▸ How to complete this task: Among these records, which lines include "integration"? Copy them out.

▸ Records shown:
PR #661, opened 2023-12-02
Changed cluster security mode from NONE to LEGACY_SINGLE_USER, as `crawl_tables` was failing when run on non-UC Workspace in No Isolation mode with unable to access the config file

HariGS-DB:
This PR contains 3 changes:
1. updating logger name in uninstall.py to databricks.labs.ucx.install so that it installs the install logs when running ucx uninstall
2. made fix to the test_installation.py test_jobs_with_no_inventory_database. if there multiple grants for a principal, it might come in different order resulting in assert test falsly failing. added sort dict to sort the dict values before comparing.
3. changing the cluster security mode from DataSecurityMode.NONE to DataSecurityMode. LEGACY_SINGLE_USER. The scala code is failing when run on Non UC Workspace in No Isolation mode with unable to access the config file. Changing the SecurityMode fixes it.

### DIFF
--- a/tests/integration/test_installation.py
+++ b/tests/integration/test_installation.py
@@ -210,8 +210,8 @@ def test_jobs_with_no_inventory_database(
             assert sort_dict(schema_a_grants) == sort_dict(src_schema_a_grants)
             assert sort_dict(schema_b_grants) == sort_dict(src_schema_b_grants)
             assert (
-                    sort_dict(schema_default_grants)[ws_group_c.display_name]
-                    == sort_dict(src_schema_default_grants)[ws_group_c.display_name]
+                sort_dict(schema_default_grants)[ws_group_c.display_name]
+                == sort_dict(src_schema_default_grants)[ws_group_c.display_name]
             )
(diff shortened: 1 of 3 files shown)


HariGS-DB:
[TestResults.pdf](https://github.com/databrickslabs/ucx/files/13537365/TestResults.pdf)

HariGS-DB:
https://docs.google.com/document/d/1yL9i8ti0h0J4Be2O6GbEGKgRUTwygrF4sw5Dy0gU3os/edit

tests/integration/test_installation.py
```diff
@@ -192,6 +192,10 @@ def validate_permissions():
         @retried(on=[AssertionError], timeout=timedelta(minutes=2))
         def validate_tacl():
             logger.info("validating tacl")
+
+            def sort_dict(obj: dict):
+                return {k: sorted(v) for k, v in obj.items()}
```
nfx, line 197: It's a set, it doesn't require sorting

▸ Answer:
--- a/tests/integration/test_installation.py
+++ b/tests/integration/test_installation.py
tests/integration/test_installation.py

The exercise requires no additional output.